Stock Market Today: Bonds Fall, Oil Surges On EU Russian Crude Ban

Rising bond rates suffocated the recent rally in US equities, sending them down on Tuesday after a three-day holiday weekend.

What is going on?

At 32,788, the Dow Jones Industrial Average DJIA, -0.98% fell 425 points or 1.3 percent. Stocks on the S&P 500 SPX, -0.92 percent, were down 40 points or 1% at 4,118. Nasdaq Composite COMP, 0.94 percent down 81 points, or 0.7%, to 12,050.

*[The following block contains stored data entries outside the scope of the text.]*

PR #9387, opened 2019-05-21
PR: Underline URIs in the Editor and enable opening them by Ctrl+click

goanpeca:
## Description of Changes

urlawareness

## What this PR does
This is including several enhancements

- [x] Add URL, mailto and FILE (paths without spaces for now!) awareness for any file
- [x] Add hover hint to these texts
- [x] Underlines any matching URI
- [x] Now goto definition and goto uri work for keyPress alone (not only mouse move), so that having the mouse on top of a word or uri and pressing cmd/ctrl should now change the highlight
- [x] For files that do not exist the color is red
- [x] Relative file paths
- [x] Paths with spaces

All `file://      /` must include a trailing `/` to work. 

### Issue(s) Resolved

Fixes #

### Affirmation


goanpeca:
@ccordoba12 I am not sure how we can handle spaces for the `file://` unless we have to assume that that will be the only entry on he line

goanpeca:
(travis tests passed, but the PR is pointing to an earlier build) 

https://travis-ci.org/spyder-ide/spyder/builds/535595769

jitseniesen:
> I am not sure how we can handle spaces for the `file://`

I thought spaces in URI are supposed to be percent encoded.

goanpeca:
Yes but we could be flexible 🤷🏻‍♂️?

spyder/plugins/editor/widgets/codeeditor.py
```diff
@@ -230,6 +230,8 @@ class CodeEditor(TextEditBaseWidget):
     sig_bookmarks_changed = Signal()
     get_completions = Signal(bool)
     go_to_definition = Signal(str, int, int)
+    sig_go_to_uri = Signal(str)  # Used for testing
+    sig_uri_found = Signal(str)  # Used for testing
```
ccordoba12: Please add these signals below `sig_process_code_analysis` and explain more clearly when they are emitted and how they are used.

spyder/plugins/editor/widgets/codeeditor.py
```diff
@@ -3108,6 +3147,54 @@ def run_pygments_highlighter(self):
         if isinstance(self.highlighter, sh.PygmentsSH):
             self.highlighter.make_charlist()
 
+    def _handle_goto_definition_event(self, pos):
+        """Check if goto definition can be applied and apply highlight."""
+        text = self.get_word_at(pos)
+        if (text and not sourcecode.is_keyword(to_text_string(text))):
```
ccordoba12: The parenthesis after the `if` is not needed anymore.

spyder/plugins/editor/widgets/codeeditor.py
```diff
@@ -3108,6 +3147,54 @@ def run_pygments_highlighter(self):
         if isinstance(self.highlighter, sh.PygmentsSH):
             self.highlighter.make_charlist()
 
+    def _handle_goto_definition_event(self, pos):
+        """Check if goto definition can be applied and apply highlight."""
+        text = self.get_word_at(pos)
+        if (text and not sourcecode.is_keyword(to_text_string(text))):
+            if not self.__cursor_changed:
+                QApplication.setOverrideCursor(
+                                            QCursor(Qt.PointingHandCursor))
```
ccordoba12: Please move this to be only four spaces indented from QApplication above.

spyder/plugins/editor/widgets/codeeditor.py
```diff
@@ -3108,6 +3147,54 @@ def run_pygments_highlighter(self):
...
+    def _handle_goto_uri_event(self, pos):
+        """Check if go to uri can be applied and apply highlight."""
+        uri, cursor = self.get_uri_at(pos)
+        if uri and cursor:
+            color = self.ctrl_click_color
+
+            if uri.startswith('file://'):
+                fname = uri.replace('file://', '')
+                if not osp.isfile(fname):
+                    color = QColor('red')
```
ccordoba12: This is a very strong color. What is you use instead `rgb(255, 80, 80)`? That's what we use in other places to signal failure.

spyder/plugins/editor/widgets/codeeditor.py
```diff
@@ -3179,17 +3260,35 @@ def leaveEvent(self, event):
...
         alt = event.modifiers() & Qt.AltModifier
         pos = event.pos()
         if event.button() == Qt.LeftButton and ctrl:
             TextEditBaseWidget.mousePressEvent(self, event)
             cursor = self.cursorForPosition(pos)
-            self.go_to_definition_from_cursor(cursor)
+
+            if self._last_hover_uri:
+                uri = self._last_hover_uri
+                if uri.startswith('file://'):
```
ccordoba12: The logic to open files is already handled in the `open_file` method of `MainWindow`. I think we should use that instead.

spyder/plugins/editor/widgets/tests/test_goto.py
```diff
@@ -0,0 +1,66 @@
...
+            ('" https://google.com"\n', 'https://google.com'),  # String
+            ('# https://google.com"\n', 'https://google.com'),  # Comment
+            # Files that exist
+            (TEST_FILE_TEXT, TEMPFILE_PATH),  # File without spaces
+            # Mail to
+            ('" mailto:goanpeca@gmail.com"\n', 'mailto:goanpeca@gmail.com'),
+            ('# mailto:goanpeca@gmail.com\n', 'mailto:goanpeca@gmail.com'),
+        ]
+    )
+def test_goto_uri(qtbot, lsp_codeeditor, params):
```
ccordoba12: There's no need to use `lsp_codeeditor` because this doesn't depend on the LSP facilities at all. Since that's costly and prone to generate conflicts with other tests, we should only use it when it's really necessary.

So please use a fixture that creates a CodeEditor without LSP activated instead.

spyder/plugins/editor/widgets/tests/test_goto.py
```diff
@@ -0,0 +1,66 @@
...
+import pytest
+
+# Constants
+TEST_FOLDER = os.path.abspath(os.path.dirname(__file__))
+_, TEMPFILE_PATH = tempfile.mkstemp()
+TEST_FILE_TEXT = '"file://{}"\n'.format(TEMPFILE_PATH)
+
+
+@pytest.mark.slow
+@pytest.mark.second
```
ccordoba12: Please remove this markers because they are not necessary.

spyder/utils/syntaxhighlighters.py
```diff
@@ -688,7 +716,7 @@ def make_opencl_patterns():
...
...XP, CL_DBL_MIN_EXP, CL_DBL_RADIX, CL_DBL_MAX, CL_DBL_MIN, CL_DBL_EPSILON, CL_SUCCESS, CL_DEVICE_NOT_FOUND, CL_DEVICE_NOT_AVAILABLE, CL_COMPILER_NOT_AVAILABLE, CL_MEM_OBJECT_ALLOCATION_FAILURE, CL_OUT_OF_RESOURCES, CL_OUT_OF_HOST_MEMORY, CL_PROFILING_INFO_NOT_AVAILABLE, CL_MEM_COPY_OVERLAP, CL_IMAGE_FORMAT_MISMATCH, CL_IMAGE_FORMAT_NOT_SUPPORTED, CL_BUILD_PROGRAM_FAILURE, CL_MAP_FAILURE, CL_INVALID_VALUE, CL_INVALID_DEVICE_TYPE, CL_INVALID_PLATFORM, CL_INVALID_DEVICE, CL_INVALID_CONTEXT, CL_INVALID_QUEUE_PROPERTIES, CL_INVALID_COMMAND_QUEUE, CL_INVALID_HOST_PTR, CL_INVALID_MEM_OBJECT, CL_INVALID_IMAGE_FORMAT_DESCRIPTOR, CL_INVALID_IMAGE_SIZE, CL_INVALID_SAMPLER, CL_INVALID_BINARY, CL_INVALID_BUILD_OPTIONS, CL_INVALID_PROGRAM, CL_INVALID_PROGRAM_EXECUTABLE, CL_INVALID_KERNEL_NAME, CL_INVALID_KERNEL_DEFINITION, CL_INVALID_KERNEL, CL_INVALID_ARG_INDEX, CL_INVALID_ARG_VALUE, CL_INVALID_ARG_SIZE, CL_INVALID_KERNEL_ARGS, CL_INVALID_WORK_DIMENSION, CL_INVALID_WORK_GROUP_SIZE, CL_INVALID_WORK_ITEM_SIZE, CL_INVALID_GLOBAL_OFFSET, CL_INVALID_EVENT_WAIT_LIST, CL_INVALID_EVENT, CL_INVALID_OPERATION, CL_INVALID_GL_OBJECT, CL_INVALID_BUFFER_SIZE, CL_INVALID_MIP_LEVEL, CL_INVALID_GLOBAL_WORK_SIZE'
```
ccordoba12: What did you change in this string?

spyder/widgets/mixins.py
```diff
@@ -848,6 +848,47 @@ def get_word_at(self, coordinates):
 
         return word
 
+    def get_uri_at(self, coordinates):
```
ccordoba12: Why did you add these methods to the mixins? You have to be aware that these mixins are shared by the Internal console and the IPython one. And since you're not adding URI detection to those, I think these methods should be moved to a better place (perhaps to CodeEditor itself, or at least TextEditBaseWidget).

ccordoba12: By these methods I mean both `get_uri_at` and `get_pattern_cursor_at`.

spyder/plugins/editor/widgets/tests/test_goto.py
ccordoba12: There's a `code_editor_bot` or a similar fixture used in a lot of tests in `spyder/plugins/editor/widgets/tests`. Please move it to `spyder/plugins/editor/widgets/tests/fixtures.py` and use it for all tests that need it (including this one).

spyder/plugins/editor/widgets/codeeditor.py
goanpeca: I do not understand

spyder/utils/syntaxhighlighters.py
goanpeca: It was a typo. Fixed

goanpeca:
made the suggested fixed @ccordoba12. I do not understand the suggestion on `open_file`

Maybe the logic there should be moved to a util, but it feels weird to depend on the main window to do these operations since we are handling files and mailto and uris.

spyder/plugins/editor/widgets/tests/fixtures.py
```diff
@@ -19,11 +19,31 @@
...
 
 # Local imports
+from spyder import version_info
 from spyder.plugins.editor.widgets.codeeditor import CodeEditor
 from spyder.plugins.editor.widgets.editor import EditorStack
 from spyder.widgets.findreplace import FindReplace
 
 
+@pytest.fixture
+def code_editor_bot(qtbot):
```
ccordoba12: Tests are failing because there is another `code_editor_bot` fixture in `conftest.py` but with different content. Let me do a quick PR to try to improve the situation and then you can rebase in top of master.

goanpeca:
Thanks

spyder/plugins/editor/widgets/codeeditor.py
```diff
@@ -3179,17 +3318,36 @@ def leaveEvent(self, event):
...
+                    fname = self._preprocess_file_uri(uri)
+
+                    if osp.isfile(fname) and encoding.is_text_file(fname):
+                        # Open in editor
+                        self.go_to_definition.emit(fname, 0, 0)
+                    else:
+                        # Use external program
+                        quri = QUrl.fromLocalFile(fname)
+                        QDesktopServices.openUrl(quri)
```
ccordoba12: For local files I'd prefer to use the following (which is what `open_file` in `MainWindow` does too):

```python
fname = file_uri(fname)
programs.start_file(fname)
```

`file_uri` is present in `qthelpers` and `programs` refers to `utils/programs.py`

spyder/plugins/editor/widgets/codeeditor.py
ccordoba12: Yeah, this is too convoluted. I left a comment below.

goanpeca:
Done @ccordoba12

PR #9402, opened 2019-05-23
PR: Connect project explorer to file explorer when single click to open is updated

### LINKED ISSUE #9303: Single click to open files doesn't work in project explorer
### Issue Report Checklist

    * [x] Restarted Spyder

When enabling single click to open files I find it only works on file explorer but not in project explorer. Is this the default or the functionality should work similarly in both explorers?

1. 
2. 
3. 

```python-traceback

PASTE TRACEBACK HERE

```

## Versions

* Spyder version: 
* Python version: 
* Qt version: 
* PyQt version: 

### Dependencies

```
PASTE DEPENDENCIES HERE
```

goanpeca:
## Description of Changes

### Issue(s) Resolved

Fixes #9303

### Affirmation

### DIFF
--- a/spyder/plugins/projects/plugin.py
+++ b/spyder/plugins/projects/plugin.py
@@ -22,6 +22,7 @@ from qtpy.QtWidgets import QMenu, QMessageBox, QVBoxLayout
 
 # Local imports
 from spyder.config.base import _, get_home_dir
+from spyder.config.main import CONF
 from spyder.api.plugins import SpyderPluginWidget
 from spyder.py3compat import is_text_string, to_text_string
 from spyder.utils import encoding
@@ -47,11 +48,13 @@ class Projects(SpyderPluginWidget):
         SpyderPluginWidget.__init__(self, parent)
 
         self.explorer = ProjectExplorerWidget(
-                            self,
-                            name_filters=self.get_option('name_filters'),
-                            show_all=self.get_option('show_all'),
-                            show_hscrollbar=self.get_option('show_hscrollbar'),
-                            options_button=self.options_button)
+            self,
+            name_filters=self.get_option('name_filters'),
+            show_all=self.get_option('show_all'),
+            show_hscrollbar=self.get_option('show_hscrollbar'),
+            options_button=self.options_button,
+            single_click_to_open=CONF.get('explorer', 'single_click_to_open'),
+        )
 
         layout = QVBoxLayout()
         layout.addWidget(self.explorer)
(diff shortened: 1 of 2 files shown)


spyder/plugins/projects/plugin.py
```diff
@@ -47,11 +48,13 @@ def __init__(self, parent=None):
...
-                            name_filters=self.get_option('name_filters'),
-                            show_all=self.get_option('show_all'),
-                            show_hscrollbar=self.get_option('show_hscrollbar'),
-                            options_button=self.options_button)
+            self,
+            name_filters=self.get_option('name_filters'),
+            show_all=self.get_option('show_all'),
+            show_hscrollbar=self.get_option('show_hscrollbar'),
+            options_button=self.options_button,
+            single_click_to_open=CONF.get('explorer', 'single_click_to_open'),
```
ccordoba12: I think we should a separate option for this, instead of using the same of the File explorer. What do you think?

goanpeca: Well, I think the user that reported the issue was expecting the behavior on the file explorer to be the same on the project explorer, so it would make sense to use a single configuration value.

That is what I would expect as well. I think it would be weird to have single click on one vs double click on the other.

ccordoba12: Ok, fair enough. But in that case you need to make the File Explorer emit `sig_option_changed` when the `single_click_to_open` changes and apply the corresponding changes in the project explorer.

Else switching from single to double click wouldn't take effect immediately in the project explorer, but only until the next restart.

spyder/plugins/projects/plugin.py
```diff
@@ -165,6 +168,16 @@ def register_plugin(self):
...
+        # Connect to file explorer to keep single click to open files in sync
+        self.main.explorer.fileexplorer.sig_option_changed.connect(
+            self.set_single_click_to_open
+        )
+
+    def set_single_click_to_open(self, option, value):
+        """Set single click to open files and directories."""
+        if option == 'single_click_to_open':
+            self.explorer.treewidget.set_single_click_to_open(value)
+
```
goanpeca: >Ok, fair enough. But in that case you need to make the File Explorer emit sig_option_changed when the single_click_to_open changes and apply the corresponding changes in the project explorer.

>Else switching from single to double click wouldn't take effect immediately in the project explorer, but only until the next restart.

That is already handled here

spyder/plugins/projects/widgets/explorer.py
```diff
@@ -173,16 +173,20 @@ class ProjectExplorerWidget(QWidget):
     sig_open_file = Signal(str)
```
goanpeca: >sig_option_changed = Signal(str, object)	    sig_option_changed = Signal(str, object)

This is already being emitted

spyder/plugins/projects/plugin.py
ccordoba12: Ups, sorry, I didn't notice this.

Llaves:
Single-click open in the project explorer is not working in 5.1.5
I don't know if this is a reversion or if this is as-designed behavior.
Not sure if it's a separate issue, but the hidden files setting for the file explorer also does not work in the project explorer.

ccordoba12:
@Llaves, thanks for mentioning that. The thing is that now (i.e. in Spyder 5) the file and project explorers are disconnected from each other and have their own set of options.

In our 5.2.0 version (released a few days ago), we added an option to do single click for Projects and also hidden directories are shown by default on that pane (there's no option to hide them).

Llaves:
I"ll download and enjoy the new feature
Thx

PR #9404, opened 2019-05-23
PR: Add a code of conduct

ccordoba12:
In view of the recent and sometimes ugly discussions between @CAM-Gerlach and me, I decided it is time to adopt a code of conduct to try to avoid them in the future.

Both @CAM-Gerlach, me and all other members of our community will be accountable to this code from now on. So if I fall out of line with my comments according to this code, please let me or @goanpeca know about it.

I also want to apologize to @CAM-Gerlach and the rest of the @spyder-ide/core-developers and @spyder-ide/junior-developers for my behavior. I'll try to handle my disagreements better in the future.

### DIFF
--- a/CODE_OF_CONDUCT.md
+++ b/CODE_OF_CONDUCT.md
@@ -1,0 +1,75 @@
+# Contributor Covenant Code of Conduct
+
+## Our Pledge
+
+In the interest of fostering an open and welcoming environment, we as
+contributors and maintainers pledge to make participation in our project and
+our community a harassment-free experience for everyone, regardless of age, body
+size, disability, ethnicity, gender identity and expression, level of experience,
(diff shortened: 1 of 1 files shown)


CAM-Gerlach:
@ccordoba12 Thanks for doing this, I'd meant to do it a long time ago (it is a requirement of being a Numfocus affliated proect) but I never got to it. We should also reference this in our Readme and Contributing Guide, so its clear we have one. Otherwise, people have to go trawling through the repo root to find it. Do you want me to submit a PR for that or do you want to handle it?

ccordoba12:
> Do you want me to submit a PR for that or do you want to handle it?

Yes, please do.

CAM-Gerlach:
@ccordoba12 , @goanpeca , ping so that the above task can be assigned to someone still part of the project and doesn't get lost.

PR #9406, opened 2019-05-23
PR: Ignore FileNotFoundError when removing autosave file

impact27:
## Description of Changes

* [] Added unit test(s) covering the changes (if testable)

* [] Included a screenshot or animation (if affecting the UI, see [Licecap](https://www.cockos.com/licecap/))

If the autosave file was removed, a FileNotFoundError is raised. 
As the filed was going to be removed either way, we can ignore this error.

### Issue(s) Resolved

Fixes #

### Affirmation

### DIFF
--- a/spyder/plugins/editor/utils/autosave.py
+++ b/spyder/plugins/editor/utils/autosave.py
@@ -19,10 +19,12 @@ from spyder.config.base import _, get_conf_path
 from spyder.config.main import CONF
 from spyder.plugins.editor.widgets.autosaveerror import AutosaveErrorDialog
 from spyder.plugins.editor.widgets.recover import RecoveryDialog
-
+from spyder.py3compat import PY2
 
 logger = logging.getLogger(__name__)
 
+if PY2:
+    FileNotFoundError = OSError
 
 class AutosaveForPlugin(object):
     """Component of editor plugin implementing autosave functionality."""
@@ -163,6 +165,8 @@ class AutosaveForStack(object):
         autosave_filename = self.name_mapping[filename]
         try:
             os.remove(autosave_filename)
+        except FileNotFoundError:
+            pass
         except EnvironmentError as error:
             error_message = (_('{} while removing autosave file {}')
                              .format(type(error), autosave_filename))


jitseniesen:
Did you test this? I don't think it will work.

impact27:
```python-traceback
ERROR:spyder.plugins.editor.widgets.autosaveerror:<class 'FileNotFoundError'> while removing autosave file /Users/quentinpeter/.spyder-py3-dev/autosave/spydercommbase.py
  File "/Users/quentinpeter/pyscripts/spyder/spyder/plugins/editor/utils/autosave.py", line 165, in remove_autosave_file
    os.remove(autosave_filename)
FileNotFoundError: [Errno 2] No such file or directory: '/Users/quentinpeter/.spyder-py3-dev/autosave/spydercommbase.py'
```
Why wouldn't this work?

ccordoba12:
I think `FileNotFoundError` is not present in Python 2, so please change that.

jitseniesen:
I thought the idea was to ignore any errors when the autosave file is not found (e.g. because it has been deleted outside Spyder). @impact27 Are you saying that when you test your change, you still get a file not found error?

impact27:
What is the correct error in python2?

impact27:
> I thought the idea was to ignore any errors when the autosave file is not found (e.g. because it has been deleted outside Spyder). @impact27 Are you saying that when you test your change, you still get a file not found error?

No, I just pasted the error I got to illustrarte.

jitseniesen:
> No, I just pasted the error I got to illustrate.

I see. So did you test whether your change works? I am asking partially because there is no unit test. Why did you not include a unit test?

goanpeca:
@impact27 https://stackoverflow.com/posts/21368457/revisions

goanpeca:
(And yes, we could add a simple test for this I guess?)

CAM-Gerlach:
Can you clearly articulate a motivation for removing this; i.e. when was the dialog popping up when you believe it shouldn't? If its when closing individual files that you've opened and closed in another copy of Spyder (thus removing the autosave) due to PR #9327 , then that error should be caught and passed in the file close function only.

This defeats the point of the error dialog entirely, which is to warn if the autosave file does not exist when it should (i.e. something is external deleting it, Spyder has a bug, etc), so they are aware that their autosave "safety net" may be in jeopardy (either due to it not working itself, or a problem with their disk) and report the error to us if it occurs consistently, so we can fix it.  Conversely, so probability of an error due to anything but the file not being found is virtually nil, so no one would likely ever see this dialog if so. If it annoys users (and it shouldn't, if everything is done on our end correctly) they can always click the ignore checkbox.

impact27:
> Can you clearly articulate a motivation for removing this; i.e. when was the dialog popping up when you believe it shouldn't? If its when closing individual files that you've opened and closed in another copy of Spyder (thus removing the autosave) due to PR #9327 , then that error should be caught and passed in the file close function only.
> 
> This defeats the point of the error dialog entirely, which is to warn if the autosave file does not exist when it should (i.e. something is external deleting it, Spyder has a bug, etc), so they are aware that their autosave "safety net" may be in jeopardy (either due to it not working itself, or a problem with their disk) and report the error to us if it occurs consistently, so we can fix it. Conversely, so probability of an error due to anything but the file not being found is virtually nil, so no one would likely ever see this dialog if so. If it annoys users (and it shouldn't, if everything is done on our end correctly) they can always click the ignore checkbox.

You are correct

The Dow Jones Industrial Average jumped 6.2 percent last week, ending a streak of eight consecutive weekly losses that had been the longest since 1932. Although it was only a hair away from entering a bear market earlier this month, the S&P 500 gained 6.6% last week, its most significant weekly gain since March 2020. The Nasdaq Composite, which also went into a bear market earlier this year, gained 6.8%.

Why are people buying?

The rebound from previous lows seemed to be faltering as the month ended. Market participants were expecting a rebound last week since the selloff that pushed S&P 500 to its precipice on May 19 had left the index overextended to the downside on multiple metrics, according to analysts.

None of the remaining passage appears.